The band's ninth album finds them fully ensconced in their own world, still throwing out absolute goth bangers

Suede have often spoken of a Suedeworld, a sonic zone built by the band that speaks of an otherworldly ordinariness, a portal out of the grim everyday that only they can conjure into being. A physical manifestation of this might be Mark Leckey’s O’ Magic Power of Bleakness (2019), a life size recreation of the underside of the M53: a flyover, a place charged with a titillating nowhere-otherness, the visualisation of a liminal space, one of fundamental unbelonging.

This facet of modern being sends critics running for descriptors, as it has no platform, place, lexicon or class; no slang. It’s a voiceless, emotional, interior state of otherness that gets twinned with the swagger of celebrity glamour and the menace of cabaret. Somewhere in all that is Suede: hard but soft, angry but gentle, grand but gritty, linguistically delicious and almost painfully emotionally honest.

If Suede’s last album, The Blue Hour, was the final part of a trilogy where Suede defined ‘Suedeworld’, then this new record sees them standing firmly in it, facing defiantly outwards. The album has everything you expect from Suede: Brett Anderson’s astonishing voice, those pulsing baselines, the violins, the rangy impossible guitars, and the powerful drums. But it’s also a more mainstream record than they have made in years. Without losing what is wonderfully difficult about their music, they are bringing us what they are best at and offering something for people new to the band.

There is less of the lexicon we have come to associate with Anderson’s writing. There is petrol but there are no pylons. The messages in the eleven songs on this record are direct and confronting, almost aggressive. It opens with ‘She Still Leads Me On’, an ode to Anderson’s late mother. It sounds upbeat, strong and optimistic, almost joyous, and is followed by ‘Personality Disorder’, an angsty, questing song which after its exuberant opener sets the tone of the album.

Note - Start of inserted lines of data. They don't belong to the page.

Issue #35, opened 2026-04-16
Phase 4: Polish and followups for connector infrastructure


eumemic:
Child of #29. Depends on #30 (Phase 1), #31 (Phase 2), #33 (Phase 3 — Signal pilot) for validation.

Collection of polish, capability expansion, and deferred items for the connector/channel architecture. Unlike Phases 1–3, items here are **independently orderable** and some are **reactive** — only built if live usage shows they're needed. Each item below is a candidate for its own child issue when we're ready to pick it up.

### 1. System prompt: split generic + per-connector affordances

The agent's system prompt in a connector-aware session should have two separate contributions with no duplication:

- **Generic (aios-owned)**: paradigm invariants, in \`src/aios/harness/channels.py\`. Covers what a channel is, explicit-response tools, INTERNAL_MONOLOGUE semantics, tool-call fire-and-forget behavior, how to decide when to respond. Applies regardless of which connectors are bound.
- **Per-connector (connector-owned)**: platform specifics — Signal's markdown subset, mention format, chat_id encoding, tool usage idioms. Lives with the connector and travels with it.

**Wire per-connector affordances via MCP's standard \`instructions\` field** in the \`initialize\` response. aios already calls \`session.initialize()\` during \`discover_mcp_tools\` (\`src/aios/mcp/client.py\`); we currently ignore the response's instructions. Extend \`discover_mcp_tools\` to surface them, and concatenate them into the bound-channels system block in \`harness/channels.py\`.

**Signal connector**: lift jarvis's \`_SIGNAL_PROMPT_AFFORDANCE\` (\`src/jarvis/connectors/signal.py:66-282\` in ~/code/jarvis) with aios-specific adaptations (\`Send()\` → \`signal_send\`, etc.) and return it as \`instructions\`.

**Generic aios prose**: expand the current placeholder in \`build_channels_system_block\` to cover the full paradigm. Draft in a separate PR against \`harness/channels.py\` so the wording iteration is visible.

### 2. Signal v2: attachments

Phase 3 ships text-only with \`[attachment: <filename> (<mime>)]\` markers for inbound. v2 wires attachments end to end:

- **Inbound**: bytes flow from signal-cli's attachments directory into something the agent can read. Design call: upload to aios via new endpoint (stores in an attachments store, surfaced via sandbox mount or fetch tool) vs. inline base64 in the event (simple, bloats log) vs. serve from connector over HTTP (agent fetches). Revisit with real usage data.
[...]

Issue #33, opened 2026-04-16
Phase 3: Signal pilot connector


eumemic:
Child of #29. Depends on #30 (Phase 1) and #31 (Phase 2).

First real connector: a long-running process that wraps signal-cli, ingests inbound Signal messages into aios via the \`/v1/connections/{id}/messages\` endpoint, and serves an MCP server that gives the agent \`signal_send\`, \`signal_react\`, \`signal_read_receipt\` tools.

## Scope (v1)

**In:**
- Subdirectory \`connectors/signal/\` in the aios repo (per design discussion)
- signal-cli daemon wrapper (subprocess lifecycle + JSON-RPC over TCP)
- Inbound ingestion: text messages, reactions, replies — posted to aios with rich metadata
- MCP server: \`signal_send\`, \`signal_react\`, \`signal_read_receipt\`
- Manual onboarding: user runs \`signal-cli register/verify\`, then starts the connector pointing at the resulting config dir
- One connector process = one Signal account. Multiple accounts = multiple processes.

**Out (deferred to v2):**
- Attachments. Inbound messages with attachments are posted text-only with a \`[attachment: <filename> (<mime>)]\` marker; \`signal_send\` has no attachment param.
- Voice notes, sound effects, transcription (jarvis's Say / SoundEffect / Listen tools).
- Group management (create / rename / add members).
- Typing indicators.
- Message editing / deletion.
- Automated registration flow.
- Auto-reconnect on signal-cli daemon crash — crash is fatal; operator restarts the process.

## Project layout

\`\`\`
connectors/signal/
├── pyproject.toml          # separate project, own dependencies
├── README.md               # operator onboarding walkthrough
├── src/aios_signal/
│   ├── __init__.py
│   ├── __main__.py         # CLI entry: `python -m aios_signal start`
│   ├── app.py              # orchestrator: wire daemon + ingest + MCP server
│   ├── config.py           # settings (pydantic-settings), CLI arg parsing
│   ├── daemon.py           # signal-cli subprocess lifecycle
│   ├── rpc.py              # JSON-RPC transport: fresh TCP conn per call + persistent listener
│   ├── parse.py            # signal-cli JSON → internal message dataclass
│   ├── addressing.py       # chat_id encoding (URL-safe base64 for group IDs)
│   ├── ingest.py           # aios API client for POST /connections/{id}/messages
│   └── mcp.py              # MCP server: signal_send, signal_react, signal_read_receipt
└── tests/
[...]

PR #37, opened 2026-04-16
feat: Phase 2 — agent awareness of bound channels

### LINKED ISSUE #31: Phase 2: Agent awareness of bound channels

eumemic:
## Summary

Phase 2 of the connectors/channels design (closes #31, child of #29).  Depends on #30 (merged in #32).  Merged in #34 (vault OAuth refresh + cascade).

Wires the harness to surface channel bindings to the agent:

- Tool list includes MCP tools from connections whose channels are bound to the session
- System prompt is augmented with a natural-language list of bound channels
- Assistant text is prefixed with `INTERNAL_MONOLOGUE:` when the session has bindings (persisted — that's the teaching mechanism; do not strip on replay)
- MCP auth is resolved via a single `resolve_auth_for_url` that gives connection-declared credentials precedence over `session_vaults`, with OAuth refresh applied transparently on expiring credentials from either source

No behaviour change for sessions without bindings — the load-bearing invariant the design rests on.

## Key design choices

- **Connection MCP server names are the connection id directly** (`c.id`, which is `conn_<ULID>` via `ids.CONNECTION`).  No stutter, globally unique by construction, no sanitization.  The `conn_` prefix is reserved via the `McpServerSpec` validator.  The constant lives in `src/aios/models/connections.py` (imported by both producer and rejecter).
- **Connection-provided tools default to `always_allow`.**  `resolve_mcp_permission` short-circuits any server name in the reserved `conn_` namespace to `always_allow`, because the session's channel binding is already explicit human consent to route messages there — re-gating each reply on a confirmation prompt is noise, not safety.  Agent-declared MCP keeps its existing opt-in-via-`mcp_toolset` shape.
- **`resolve_auth_for_url` with precedence, not fallback-on-miss.**  If a URL is owned by a connection but that vault has no matching credential, return `{}` — *not* the session-vault credential.  Prevents a misconfigured connection from silently leaking a tenant-level credential across the ownership boundary.  OAuth refresh works for both sources: the re-read after refresh goes through `resolve_vault_credential(vault_id, url)` regardless of origin.
- **Bindings loaded once at step top, passed through.**  Single pool acquire via `list_bindings_and_connections` covers both the bindings fetch and the `(connector, account)` → connections batch lookup.
- **`_headers_from_credential` / `_token_from_payload` extracted** so the session-vaults path and the connection-vault path share the same decrypt/token-extraction logic.
- **`INTERNAL_MONOLOGUE:` prefix handles both string and list-of-blocks content**, idempotent per-segment, applied before append.

## Non-goals / deferred

- **`no_response` tool** — deferred per issue #31; rely on the monologue prefix and system-prompt guidance first.
- **Connector implementation** — Phase 3.
- **Per-connection permission override** — the uniform `always_allow` default is intentional for Phase 2.  If a specific connection ever needs per-call confirmation, that would land as a `permission_policy` field on the Connection resource (migration + API + tests), not as part of this PR.

## Test plan

- [x] `uv run mypy src` — 82 source files, no issues
- [x] `uv run pytest tests/unit -q` — 526 passed
- [x] `uv run pytest tests/e2e -q` (Docker) — 170 passed
- [x] Headline precedence test: `TestResolveAuthForUrlPrecedence` asserts V2 (connection vault) wins over V1 (session_vaults) when both carry credentials for the same URL, and verifies a misconfigured connection returns `{}` rather than leaking a session_vaults credential.
- [x] OAuth refresh: `test_oauth_refresh_triggered_when_expiring` (session-vaults path) and `test_oauth_refresh_triggered_on_connection_path` cover refresh on both sources; `test_oauth_refresh_failure_bubbles` confirms no silent fallback.
- [x] Permission: `test_connection_provided_defaults_to_always_allow` pins the new default; `test_connection_provided_ignores_agent_overrides` prevents a bypass even if a legacy `mcp_toolset` entry exists.
- [x] Regression: existing `test_step_model.py` (47 tests) continues to pass, confirming no behaviour change for sessions without bindings.
- [x] Unit coverage for `discover_session_mcp_tools` (agent-only, connections-only, combined, per-URL auth, empty-both).

### DIFF
--- a/src/aios/db/queries.py
+++ b/src/aios/db/queries.py
@@ -1298,12 +1298,8 @@ async def resolve_vault_credential(
     vault_id: str,
     mcp_server_url: str,
 ) -> tuple[EncryptedBlob, str] | None:
-    """Look up an MCP credential in a specific vault by URL.
-
-    Targets a single vault directly — no ``session_vaults`` join.  Used by
-    :func:`aios.mcp.client.resolve_auth_for_url` when a URL is owned by a
-    registered connection (whose vault is fixed per-account).
-    """
+    """Look up an MCP credential in a specific vault by URL — no
+    ``session_vaults`` join."""
     row = await conn.fetchrow(
         """
         SELECT ciphertext, nonce, auth_type
@@ -1702,12 +1698,9 @@ async def get_connections_by_pairs(
     conn: asyncpg.Connection[Any],
     pairs: list[tuple[str, str]],
 ) -> list[Connection]:
-    """Batch-look-up active connections by ``(connector, account)`` pairs.
+    """Active connections where ``(connector, account)`` is in ``pairs``.
 
-    Returns connections where ``(connector, account)`` is in ``pairs`` and
-    ``archived_at IS NULL``. Empty ``pairs`` → empty list (no roundtrip).
-    Used by the step function to turn a session's bindings into the set
-    of connection-provided MCP URLs that belong to it.
+    Empty input → no roundtrip.
     """
     if not pairs:
         return []
@@ -1729,21 +1722,13 @@ async def get_connections_by_pairs(
 
 async def get_connection_vault_for_url(
     conn: asyncpg.Connection[Any], mcp_server_url: str
-) -> tuple[str, str] | None:
-    """Return ``(connection_id, vault_id)`` if ``mcp_server_url`` is owned
-    by an active connection, else ``None``.
-
-    Used by :func:`aios.mcp.client.resolve_auth_for_url` to give connection
-    auth precedence: a URL registered on a connection resolves through
-    that connection's vault rather than through ``session_vaults``.
-    """
-    row = await conn.fetchrow(
-        "SELECT id, vault_id FROM connections WHERE mcp_url = $1 AND archived_at IS NULL LIMIT 1",
+) -> str | None:
+    """Vault id of the active connection owning ``mcp_server_url``, else ``None``."""
+    val: str | None = await conn.fetchval(
+        "SELECT vault_id FROM connections WHERE mcp_url = $1 AND archived_at IS NULL LIMIT 1",
         mcp_server_url,
     )
-    if row is None:
-        return None
-    return row["id"], row["vault_id"]
+    return val
 
 
 async def archive_connection(conn: asyncpg.Connection[Any], connection_id: str) -> Connection:
@@ -1855,12 +1840,10 @@ async def list_bindings(
 async def list_session_bindings(
     conn: asyncpg.Connection[Any], session_id: str
 ) -> list[ChannelBinding]:
-    """Return every active binding for ``session_id``, unpaginated.
+    """Every active binding for ``session_id``, unpaginated.
 
-    Used by the step function (Phase 2, #31) to derive connection-provided
-    MCP URLs and to build the bound-channels block in the system prompt.
-    Distinct from :func:`list_bindings` which is paginated-by-id for CRUD
-    list endpoints — the step function wants them all in one shot.
+    Distinct from the paginated :func:`list_bindings` used by the CRUD
+    list endpoint — the step function wants them all in one shot.
     """
     rows = await conn.fetch(
         "SELECT * FROM channel_bindings WHERE session_id = $1 AND archived_at IS NULL ORDER BY id",
--- a/src/aios/db/queries.py
+++ b/src/aios/db/queries.py
@@ -1292,6 +1292,35 @@ async def batch_get_session_vault_ids(
 # ─── MCP credential resolution ───────────────────────────────────────────────
 
 
+async def resolve_vault_credential(
+    conn: asyncpg.Connection[Any],
+    *,
+    vault_id: str,
+    mcp_server_url: str,
+) -> tuple[EncryptedBlob, str] | None:
+    """Look up an MCP credential in a specific vault by URL.
+
+    Targets a single vault directly — no ``session_vaults`` join.  Used by
+    :func:`aios.mcp.client.resolve_auth_for_url` when a URL is owned by a
+    registered connection (whose vault is fixed per-account).
+    """
+    row = await conn.fetchrow(
+        """
+        SELECT ciphertext, nonce, auth_type
+          FROM vault_credentials
+         WHERE vault_id = $1
+           AND mcp_server_url = $2
+           AND archived_at IS NULL
+         LIMIT 1
+        """,
+        vault_id,
+        mcp_server_url,
+    )
+    if row is None:
+        return None
+    return EncryptedBlob(ciphertext=row["ciphertext"], nonce=row["nonce"]), str(row["auth_type"])
+
+
 async def resolve_mcp_credential(
     conn: asyncpg.Connection[Any],
     session_id: str,
--- a/src/aios/db/queries.py
+++ b/src/aios/db/queries.py
@@ -1669,6 +1669,54 @@ async def update_connection(
     return _row_to_connection(row)
 
 
+async def get_connections_by_pairs(
+    conn: asyncpg.Connection[Any],
+    pairs: list[tuple[str, str]],
+) -> list[Connection]:
+    """Batch-look-up active connections by ``(connector, account)`` pairs.
+
+    Returns connections where ``(connector, account)`` is in ``pairs`` and
+    ``archived_at IS NULL``. Empty ``pairs`` → empty list (no roundtrip).
+    Used by the step function to turn a session's bindings into the set
+    of connection-provided MCP URLs that belong to it.
+    """
+    if not pairs:
+        return []
+    connectors = [p[0] for p in pairs]
+    accounts = [p[1] for p in pairs]
+    rows = await conn.fetch(
+        """
+        SELECT c.*
+          FROM connections c
+          JOIN unnest($1::text[], $2::text[]) AS p(connector, account)
+            ON c.connector = p.connector AND c.account = p.account
+         WHERE c.archived_at IS NULL
+        """,
+        connectors,
+        accounts,
+    )
+    return [_row_to_connection(r) for r in rows]
+
+
+async def get_connection_vault_for_url(
+    conn: asyncpg.Connection[Any], mcp_server_url: str
+) -> tuple[str, str] | None:
+    """Return ``(connection_id, vault_id)`` if ``mcp_server_url`` is owned
+    by an active connection, else ``None``.
+
+    Used by :func:`aios.mcp.client.resolve_auth_for_url` to give connection
+    auth precedence: a URL registered on a connection resolves through
+    that connection's vault rather than through ``session_vaults``.
+    """
+    row = await conn.fetchrow(
+        "SELECT id, vault_id FROM connections WHERE mcp_url = $1 AND archived_at IS NULL LIMIT 1",
+        mcp_server_url,
+    )
+    if row is None:
+        return None
+    return row["id"], row["vault_id"]
+
+
 async def archive_connection(conn: asyncpg.Connection[Any], connection_id: str) -> Connection:
     row = await conn.fetchrow(
         "UPDATE connections SET archived_at = now(), updated_at = now() "
@@ -1772,6 +1820,23 @@ async def list_bindings(
         f"ORDER BY id DESC LIMIT ${len(args)}"
     )
     rows = await conn.fetch(sql, *args)
+    return [_row_to_channel_binding(r) for r in rows]
+
+
+async def list_session_bindings(
+    conn: asyncpg.Connection[Any], session_id: str
+) -> list[ChannelBinding]:
+    """Return every active binding for ``session_id``, unpaginated.
+
+    Used by the step function (Phase 2, #31) to derive connection-provided
+    MCP URLs and to build the bound-channels block in the system prompt.
+    Distinct from :func:`list_bindings` which is paginated-by-id for CRUD
+    list endpoints — the step function wants them all in one shot.
+    """
+    rows = await conn.fetch(
+        "SELECT * FROM channel_bindings WHERE session_id = $1 AND archived_at IS NULL ORDER BY id",
+        session_id,
+    )
     return [_row_to_channel_binding(r) for r in rows]
 
 
--- a/src/aios/harness/channels.py
+++ b/src/aios/harness/channels.py
@@ -1,8 +1,5 @@
-"""Phase 2 (#31) channel helpers: prompt augmentation, monologue prefix,
-and the bindings → connections translation.
-
-Kept deliberately small; the step function in :mod:`aios.harness.loop`
-composes these into the discovery + augmentation + append pipeline.
+"""Channel helpers: prompt augmentation, monologue prefix, and the
+bindings → connections translation.
 """
 
 from __future__ import annotations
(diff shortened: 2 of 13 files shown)


eumemic:
### Code review

eumemic:
## Review

Comprehensive implementation that matches the spec and the pre-implementation refinements, with one real thing worth flagging for Phase 3's scope.

### What I especially liked

- **Dispatch-side auth fixed.** \`resolve_auth_for_url\` is called from both \`_discover_session_mcp_tools\` (step start) and \`_execute_mcp_tool_async\` (tool invocation). The original Phase 2 spec had a gap where dispatch would have 401'd against connection URLs; the pre-implementation review catch is fully addressed.

- **The security guarantee is covered by a real test.** \`TestResolveAuthForUrlPrecedence\` has all three critical cases: connection credential wins; non-connection URL falls back to session_vaults; connection that owns a URL but has no matching credential returns \`{}\` (not fallback). The third case is the security-relevant one — prevents a misconfigured connection from silently leaking a tenant-level credential across the ownership boundary.

- **\`conn_{c.id}\` is more robust than my specced \`conn_{connector}_{account}\`.** Guaranteed unique by ULID construction; no sanitization needed; no collision possible regardless of connector/account string content. The readability loss on tool names (\`mcp__conn_conn_01HXYZ...__send\`) is real but the tool description carries the semantic meaning for the model.

- **\`CONNECTION_SERVER_NAME_PREFIX\` centralized.** The simplification commit ties the producer (\`connection_server_name\`) and rejecter (\`McpServerSpec\` validator) via one grep-visible constant. Previous iterations would have had two hardcoded \`\"conn_\"\` strings that could drift.

- **\`list_bindings_and_connections\` consolidation.** One pool acquire, returns both lists, avoids the three-place-reload footgun the spec explicitly called out.

- **Commit TDD shape.** Ten commits that each do one thing; the \`refactor: extract _headers_from_credential\` prep and \`refactor: simplify\` cleanup sandwich the actual feature work cleanly.

- **Regression invariant preserved.** \`test_step_model.py\` (47 tests) still green confirms sessions without bindings are byte-identical to pre-Phase-2. That was the load-bearing contract for independent merge.

### What Phase 3 will need to address (flagging now)

**Permission policy for connection-provided tools defaults to \`always_ask\`.**

The PR description notes this explicitly. Today, \`resolve_mcp_permission\` looks up \`mcp_toolset\` entries by server name, but connection server names start with \`conn_\` (reserved; no such entry allowed), so the lookup falls through to \`None\` → \`always_ask\`. Every \`signal_send\` call will gate on human confirmation.

For Phase 2 with no live connector this is benign. For Phase 3, it's unusable — a chat agent can't be \"please approve every reply.\" Phase 3 needs either:
- A per-connection default permission (new field on \`connections\`, e.g., \`default_permission: always_allow\`), or
- Connection-provided tools hardwired to \`always_allow\` (since the operator already made a trust decision by creating the connection), or
- \`mcp_toolset\` entries whose permission propagates through the reserved-prefix barrier somehow.

Would add this to #33's scope as a blocking item before Signal is actually demo-ready.

### Minor / nits

- **Tool name double prefix.** \`connection_server_name\` produces \`conn_conn_01HXYZ...\` because connection IDs already have the \`conn_\` prefix from \`ids.py\`. \`mcp__conn_conn_01HXYZ...__send\` works but reads oddly. Could strip the ULID's prefix in \`connection_server_name\` — \`f\"{CONNECTION_SERVER_NAME_PREFIX}{c.id.removeprefix('conn_')}\"\` — for \`mcp__conn_01HXYZ...__send\`. Not blocking; cosmetic.

- **Prompt block wording is the Phase 2 placeholder.** The current bound-channels paragraph is fine as a starting point. The substantive connector-paradigm prose is explicitly Phase 4 work (#35 item 1). No action here.

### Verdict

Ready to merge. Flag the \`always_ask\` default as a must-address item when #33 opens — I'd add it explicitly to that issue's scope so it doesn't get forgotten. Everything else is as speced or better.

Autofiction was recorded in the inner-city suburbia of Crouch End, at the Kink’s Konk studio, where Suede returned to working with their long-time producer Ed Buller in a desire to tap into the feel of their early records.

‘That Boy On A Stage’ calls to mind the early Suede B-sides that their hardcore fans know and love, evoking the legendary stomper ‘Killing Of A Flashboy’ and the later tracks ‘Money’ and ‘Young Men’. It’s great to hear this side of Suede’s body of work given album status. ‘That Boy…’ sits alongside the strange and despairing vignette ‘Drive Myself Home’, which recalls the dreamy early flipsides to ‘So Young’ and ‘Metal Mickey’, ‘High Rising’ and ‘Where the Pigs Don’t Fly’ had they been blessed with Neil Codling’s string arrangements.

Suede’s live shows explode when they play one of their self-proclaimed bangers: ‘The Drowners’, ‘We Are The Pigs’, ‘She’, ‘Metal Mickey’, ‘Cold Hands’, ‘Outsiders’ or ‘Can’t Get Enough’ to name some. There are certainly a few more on Autofiction to join that lineup.

To rehearse the new album, Suede reportedly decamped to Kings Cross in lockdown to tap into the live, unstable nature of this record. You can hear why on the wildly untamed ‘Black Ice’ and utter goth banger ‘Shadow Self’. With Richard Oakes’ post-punk-infused guitars and Simon Gilbert’s free flowing drums, these are songs you can really throw yourself around to.

‘What Am I Without You?’ is Anderson’s tribute to the fans that have journeyed with the band from their reunion in 2010 through the three previous records up to this one. While this track is not the strongest on the album it was received with raptures at the band’s recent undercover micro-show at the Moth Club in London.

‘It’s Always The Quiet Ones’ and closer ‘Turn Off Your Brain And Yell’ are where we hear most clearly what is – according to the band – the next episode for Suede. This, their ninth album, is definitely a new chapter for the group, one that sees them shake off the past and own their space in a way they never have before.